Akhuwat is running on the following principles:
- To provide interest-free microfinance services to economically active poor families enabling them to become self-reliant
- To promote interest-free loans as a viable model and a broad-based solution for poverty alleviation
- To provide social guidance, capacity building and entrepreneurial training
- To institutionalize the spirit of brotherhood, compassion, and volunteerism
- To transform Akhuwat borrowers into donors
- To make Akhuwat a sustainable, growth-oriented and replicable organization
- To provide quality education and nurturing leadership in youth
- To provide quality health services on a sustainable and affordable basis
- To support & nurture most marginalized sections of society like Transgenders with special focus on women orphans and monitories.
Akhuwat evolved as an organic entity through a process of action research. Following major principles were adopted with the passage of time:
Interest-free micro loans
Akhuwat provides loans with zero interest based on the belief that poverty cannot be eradicated by charging interest and doing business with the poor.
Akhuwat uses religious places including mosques, churches and temples as places for loan disbursements. Religious places ensure transparency, participation, and accountability while also minimizing operational costs and generating goodwill.
Akhuwat relies upon the passion, dedication and zeal of its volunteer team who dedicate their time, talent and resources to the mission of Akhuwat.
NON-DISCRIMINATION ON ANY BASIS
We believe in an inclusive society without any discrimination on the basis of caste, color, creed, gender, politics or faith. Akhuwat is a non-political and pro-poor organization.
Transforming Borrowers into Donors
Akhuwat strives to empower its borrowers, so they are eventually in a position to be donors, themselves contributing to the goal of a poverty-free society. This we call, “reciprocity of economy”.
Diversity and Inclusion
Akhuwat ensures inclusion of all members of society irrespective of their religion, caste, colour, or gender.
Akhuwat derives its inspiration from the tradition of MawaKhat (مواخات) and has four pillars to stand on:
Iman (ایمان) or faith, human trust or belief in a transcendent reality that inspires a sense of responsibility and duty.
Ihsan (احسان), the literal meaning of Ihsan is ‘to do beautiful things’ such that in every act undertaken, one strives towards excellence.
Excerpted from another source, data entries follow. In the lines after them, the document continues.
PR #928, opened 2023-07-13
docs: Add Unstructured API documentation

fran-unstructured:
Adding something very similar to the unstructured-api Readme to the documentation for visibility purposes.

Special attention to the "Output Format" parameter that was extracted from the local implementation in the Readme, and to the "Using the API Locally" documentation.

Parallel Mode hasn't been added due to doubts about the value of exposing it to users.


docs/source/api.rst
```diff
@@ -0,0 +1,212 @@
...
+  'https://api.unstructured.io/general/v0/general' \
+  -H 'accept: application/json'  \
+  -H 'Content-Type: multipart/form-data' \
+  -H 'unstructured-api-key: <YOUR API KEY>' \
+  -F 'files=@sample-docs/fake-xml.xml' \
+  -F 'xml_keep_tags=true' \
+  | jq -C . | less -R
+
+
+Using the API Locally
```
MthwRobinson, line 163: To me the preferred way to use the API locally is through the Docker container since that requires less manual set up. Can we move this section down and update the title to "Developing with the API Locally" or similar?

docs/source/api.rst
```diff
@@ -0,0 +1,212 @@
...
+  | jq -C . | less -R
+
+
+Generating Python Files from the Pipeline Notebooks
+====================================================
+
+You can generate the FastAPI APIs from your pipeline notebooks by running ``make generate-api``.
+
+
+Using Docker Images
```
MthwRobinson, line 195: Per other comment, can we move this section up? And also add a comment to the effect of "If you are self-hosting the API or running it locally, we strongly suggest running the Docker container."

docs/source/api.rst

Under the MawaKhat (مواخات) paradigm, Ihsan entails that each individual strives for excellence in character, work, service and knowledge.
Ikhlas (احسان) or purity, refers to sincerity of intention and action. It requires one to pursue goodness for the sake of goodness alone and thus be free from pretence, deceit, hypocrisy and expectation of reward.
Infaq (انفاق), is the giving in the way of Allah that loosely translates into ‘spending without reward from anyone but Allah’. As a means of equitable income distribution, it remains the same for the poor and rich. Each must give according to their ability to those who have comparatively lesser resources.
The pillars of MawaKhat taken together create Ikwha/Akhuwat that transforms the spirit of solidarity into brotherhood. Akhuwat takes its name from this concept and through its operation presents a practical manifestation of MawaKhat (مواخات).